Model penanganan kendala kepuasan belajar matematika tingkat SMA/sederajat
Abstract
Abstrak
Program ini bertujuan untuk mengeksplorasi kendala-kendala dan mencatat kebuntuan sehingga pertentangan (konflik) yang sama tidak akan muncul lagi untuk selanjutnya dengan menganalisis dan menyimpan alasan jalan buntu, dan menggunakannya untuk memandu keputusan doing math masa depan. Satu kendala proses pembelajaran matematika selama ini adalah karena dijalankannya latihan pra-pemrosesan atau tetapi melakukan pencarian mundur. Sementara, kendala baru disajikan dari suatu algoritma yang menemui situasi jalan buntu, atau melalui pendekatan induksi pada saat seharusnya tidak dilakukan. Kendala ini tidak membantu sewaktu strategi kendali mundur digunakan dan tidak akan pernah terulang kembali. Sebaliknya, fakta matematis yang muncul akan bertentangan dengan struktur sistem, sehingga terekam informasi dalam bentuk kendala eksplisit baru. Bahan ajar (modul pembelajaran) yang ada saat ini masih bersifat mandiri, jauh dari skema representasi masalah dan algoritma untuk memecahkannya. Peserta pengabdian adalah guru MGMP Pendidikan Matematika di Kabupaten Mempawah. Metode pelaksanaan dilakukan dalam tujuh tahap. Hasil kegiatan ini adalah guru MGMP Pendidikan Matematika di Mempawah teramati selalu berhadapan dengan kemampuan penyelesaian masalah. Ternyata, mereka masih harus dibekali agar berkemampuan: representasi, operasionalisasi, menyusun hipotesis-hipotesis alternatif dan prosedur kerja, mengetes hipotesis untuk memperoleh hasilnya, dan memeriksa kembali.

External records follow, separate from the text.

PR #1062, opened 2026-07-30
ref: add Home and Build extension seams

AlexLiu190625:
## Summary

- add neutral component contracts for Home and Build page extensions
- render Home and per-Agent Build extensions through real React component boundaries
- keep a stable Build page Provider mounted across loading, refresh, empty, and populated states
- demonstrate one Provider-owned shared load across multiple `agentId`-only card extensions
- keep general Build page behavior tests separate from extension-boundary tests
- run Home, Build page, and Build extension suites in focused frontend CI

## Why

Embedding distributions need to add small page-specific UI without copying and maintaining complete route implementations. These no-op-by-default seams keep the canonical Home and Build pages owned by Xagent while allowing replacement modules to supply components that can safely use React hooks.

The Build contract separates a page-level Provider from an `agentId`-only card component. The Provider and card exports form one replaceable module pair: the Provider can load shared page data once, while each card joins that data by the stable Agent ID without coupling the extension contract to the page-local Agent model.

## Validation

- `npm run test:home-build-pages` — 3 files, 14 tests passed
- `npm run type-check`
- targeted ESLint — 0 errors
- `pre-commit run --files ...`
- mutations confirm the focused scope fails when the canonical Build suite is removed, card/value joins are mismatched, or the deletion suite loses its default ASR input
- `git diff --check 4b42e977...2e4c00ff`

### DIFF
--- a/frontend/package.json
+++ b/frontend/package.json
@@ -11,7 +11,7 @@
     "test": "vitest",
     "test:run": "vitest run",
     "test:pages": "vitest run --config vitest.config.ts src/components/pages",
-    "test:home-build-pages": "vitest run --config vitest.config.ts src/app/page.test.tsx src/app/build/page.test.tsx src/app/build/page-extension.test.tsx",
+    "test:home-build-pages": "vitest run --config vitest.config.ts src/app/build/ src/app/page.test.tsx",
     "test:widget": "vitest run --config vitest.widget.config.ts",
     "test:widget:coverage": "vitest run --config vitest.widget.config.ts --coverage"
   },
--- a/frontend/package.json
+++ b/frontend/package.json
@@ -11,7 +11,7 @@
     "test": "vitest",
     "test:run": "vitest run",
     "test:pages": "vitest run --config vitest.config.ts src/components/pages",
-    "test:app-pages": "vitest run --config vitest.config.ts src/app/page.test.tsx src/app/build/page.test.tsx",
+    "test:home-build-pages": "vitest run --config vitest.config.ts src/app/page.test.tsx src/app/build/page-extension.test.tsx",
     "test:widget": "vitest run --config vitest.widget.config.ts",
     "test:widget:coverage": "vitest run --config vitest.widget.config.ts --coverage"
   },
--- a/frontend/package.json
+++ b/frontend/package.json
@@ -11,7 +11,7 @@
     "test": "vitest",
     "test:run": "vitest run",
     "test:pages": "vitest run --config vitest.config.ts src/components/pages",
-    "test:home-build-pages": "vitest run --config vitest.config.ts src/app/page.test.tsx src/app/build/page-extension.test.tsx",
+    "test:home-build-pages": "vitest run --config vitest.config.ts src/app/page.test.tsx src/app/build/page.test.tsx src/app/build/page-extension.test.tsx",
     "test:widget": "vitest run --config vitest.widget.config.ts",
     "test:widget:coverage": "vitest run --config vitest.widget.config.ts --coverage"
   },
--- a/frontend/package.json
+++ b/frontend/package.json
@@ -11,6 +11,7 @@
     "test": "vitest",
     "test:run": "vitest run",
     "test:pages": "vitest run --config vitest.config.ts src/components/pages",
+    "test:app-pages": "vitest run --config vitest.config.ts src/app/page.test.tsx src/app/build/page.test.tsx",
     "test:widget": "vitest run --config vitest.widget.config.ts",
     "test:widget:coverage": "vitest run --config vitest.widget.config.ts --coverage"
   },
--- a/frontend/src/app/build/page-extension.test.tsx
+++ b/frontend/src/app/build/page-extension.test.tsx
@@ -6,6 +6,8 @@ const apiRequestMock = vi.hoisted(() => vi.fn())
 const routerPushMock = vi.hoisted(() => vi.fn())
 const routerReplaceMock = vi.hoisted(() => vi.fn())
 const cardRenderMock = vi.hoisted(() => vi.fn())
+const cardPropsMock = vi.hoisted(() => vi.fn())
+const providerLoaderMock = vi.hoisted(() => vi.fn())
 const providerLifetime = vi.hoisted(() => ({ mounts: 0, unmounts: 0 }))
 
 vi.mock("@/lib/api-wrapper", async () => {
@@ -64,28 +66,57 @@ vi.mock("@/components/voice-input-controller", () => ({
 
 vi.mock("@/lib/build-page-extension", async () => {
   const ReactModule = await vi.importActual<typeof import("react")>("react")
+  const missingProvider = Symbol("missing Build page extension Provider")
+  const BuildPageExtensionContext = ReactModule.createContext<
+    Record<string, string> | null | typeof missingProvider
+  >(missingProvider)
   const BuildPageExtensionProvider = ReactModule.memo(
     ({ children }: { children: React.ReactNode }) => {
+      const [sharedData, setSharedData] = ReactModule.useState<
+        Record<string, string> | null
+      >(null)
       ReactModule.useEffect(() => {
+        let active = true
         providerLifetime.mounts += 1
+        void providerLoaderMock().then((data: Record<string, string>) => {
+          if (active) {
+            setSharedData(data)
+          }
+        })
         return () => {
+          active = false
           providerLifetime.unmounts += 1
         }
       }, [])
       return ReactModule.createElement(
         "div",
         { "data-testid": "build-extension-provider" },
-        children,
+        ReactModule.createElement(
+          BuildPageExtensionContext.Provider,
+          { value: sharedData },
+          children,
+        ),
       )
     },
   )
   const BuildAgentCardExtension = ReactModule.memo(
-    ({ agentId }: { agentId: number }) => {
+    (props: { agentId: number }) => {
       ReactModule.useState(null)
+      const sharedData = ReactModule.useContext(BuildPageExtensionContext)
+      if (sharedData === missingProvider) {
+        throw new Error("Build Agent card extension requires its Provider")
+      }
+      const { agentId } = props
       cardRenderMock(agentId)
-      return ReactModule.createElement("div", {
-        "data-testid": `agent-card-supplement-${agentId}`,
-      })
+      cardPropsMock(props)
+      const supplement = sharedData?.[String(agentId)]
+      return supplement
+        ? ReactModule.createElement(
+          "div",
+          { "data-testid": `agent-card-supplement-${agentId}` },
+          supplement,
+        )
+        : null
     },
   )
   return {
@@ -151,6 +182,9 @@ describe("BuildsPage extension boundaries", () => {
     routerPushMock.mockReset()
     routerReplaceMock.mockReset()
     cardRenderMock.mockClear()
+    cardPropsMock.mockClear()
+    providerLoaderMock.mockReset()
+    providerLoaderMock.mockResolvedValue({ "42": "supplement-42" })
     providerLifetime.mounts = 0
     providerLifetime.unmounts = 0
   })
@@ -163,8 +197,50 @@ describe("BuildsPage extension boundaries", () => {
     render(<BuildsPage />)
 
     await screen.findByText("Research Agent")
-    expect(screen.getByTestId("agent-card-supplement-42")).toBeInTheDocument()
+    expect(await screen.findByTestId("agent-card-supplement-42"))
+      .toBeInTheDocument()
     expect(cardRenderMock).toHaveBeenCalledWith(42)
+    expect(cardPropsMock).toHaveBeenCalledWith({ agentId: 42 })
+  })
+
+  it("shares one provider load across multiple Agent card extensions", async () => {
+    const agents = [1, 2, 3].map((id) => ({
+      ...agent,
+      id,
+      name: `Agent ${id}`,
+    }))
+    const providerLoad = deferred<Record<string, string>>()
+    providerLoaderMock.mockReturnValue(providerLoad.promise)
+    apiRequestMock.mockResolvedValue(jsonResponse(agents))
+
+    render(<BuildsPage />)
+    await screen.findByText("Agent 3")
+
+    for (const id of [1, 2, 3]) {
+      expect(screen.queryByTestId(
+        `agent-card-supplement-${id}`,
+      )).not.toBeInTheDocument()
+    }
+    expect(providerLoaderMock).toHaveBeenCalledTimes(1)
+
+    await act(async () => {
+      providerLoad.resolve({
+        "1": "shared-value-1",
+        "2": "shared-value-2",
+        "3": "shared-value-3",
+      })
+      await providerLoad.promise
+    })
+
+    for (const id of [1, 2, 3]) {
+      expect(await screen.findByText(`shared-value-${id}`)).toBeInTheDocument()
+    }
+    expect(providerLoaderMock).toHaveBeenCalledTimes(1)
+    expect(new Set(cardPropsMock.mock.calls.map(([props]) => props.agentId)))
+      .toEqual(new Set([1, 2, 3]))
+    for (const [props] of cardPropsMock.mock.calls) {
+      expect(props).toEqual({ agentId: props.agentId })
+    }
   })
 
   it("keeps the page provider mounted across loading and a real publish refresh", async () => {
@@ -211,73 +287,10 @@ describe("BuildsPage extension boundaries", () => {
     })
     await screen.findByText("builds.emptyState.title")
     expect(providerLifetime).toEqual({ mounts: 1, unmounts: 0 })
+    expect(providerLoaderMock).toHaveBeenCalledTimes(1)
 
     view.unmount()
     expect(providerLifetime).toEqual({ mounts: 1, unmounts: 1 })
   })
 
-  it("renders voice input in the create dialog", async () => {
-    apiRequestMock.mockResolvedValue(jsonResponse([]))
-
-    render(<BuildsPage />)
-    await waitFor(() => {
-      expect(screen.queryByText("common.loading")).not.toBeInTheDocument()
-    })
-    fireEvent.click(screen.getByRole("button", {
-      name: "builds.list.header.create",
-    }))
-
-    expect(screen.getByRole("button", {
-      name: "voiceInput.start",
-    })).toBeInTheDocument()
-  })
-
-  it("renders privileged actions for an editable Agent", async () => {
-    apiRequestMock.mockResolvedValue(jsonResponse([agent]))
-
-    render(<BuildsPage />)
-    await screen.findByText("Research Agent")
-
-    for (const name of [
-      "builds.list.actions.apiKey",
-      "builds.list.actions.triggers",
-      "builds.list.actions.publish",
-      "builds.list.actions.delete",
-      "builds.list.actions.edit",
-    ]) {
-      expect(screen.getByRole("button", { name })).toBeInTheDocument()
-    }
-    expect(screen.queryByRole("button", {
-      name: "builds.list.actions.viewConfig",
-    })).not.toBeInTheDocument()
-  })
-
-  it("limits a published read-only Agent to run and view actions", async () => {
-    apiRequestMock.mockResolvedValue(jsonResponse([{
-      ...agent,
-      status: "published",
-      can_edit: false,
-      can_publish: false,
-      can_delete: false,
-    }]))
-
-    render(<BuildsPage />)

Kata kunci: kendala kepuasan; model penanganan; matematika.
Abstract
This program aims to explore obstacles and record deadlocks so that similar conflicts will not arise again in the future by analyzing and storing the reasons for deadlocks, and using them to guide future math doing decisions. One obstacle in the mathematics learning process so far is due to carrying out pre-processing exercises or doing backward searches. Meanwhile, new constraints are presented from an algorithm that reaches a deadlock situation, or through an induction approach when it should not be used. This constraint is not helpful when a reverse control strategy is used and will never be repeated. On the other hand, the mathematical facts that emerge will conflict with the structure of the system, so that information is recorded in the form of new explicit constraints. The current teaching materials (learning modules) are still independent, far from problem representation schemes and algorithms for solving them. Service participants are MGMP Mathematics Education teachers in Mempawah Regency. The method for implementing community service activities is carried out in seven stages. The result of this activity was that MGMP Mathematics Education teachers in Mempawah were observed to always be dealing with problem solving abilities. Apparently, they still have to be equipped to be able to: represent, operationalize, develop alternative hypotheses and work procedures, test hypotheses to obtain results, and check again.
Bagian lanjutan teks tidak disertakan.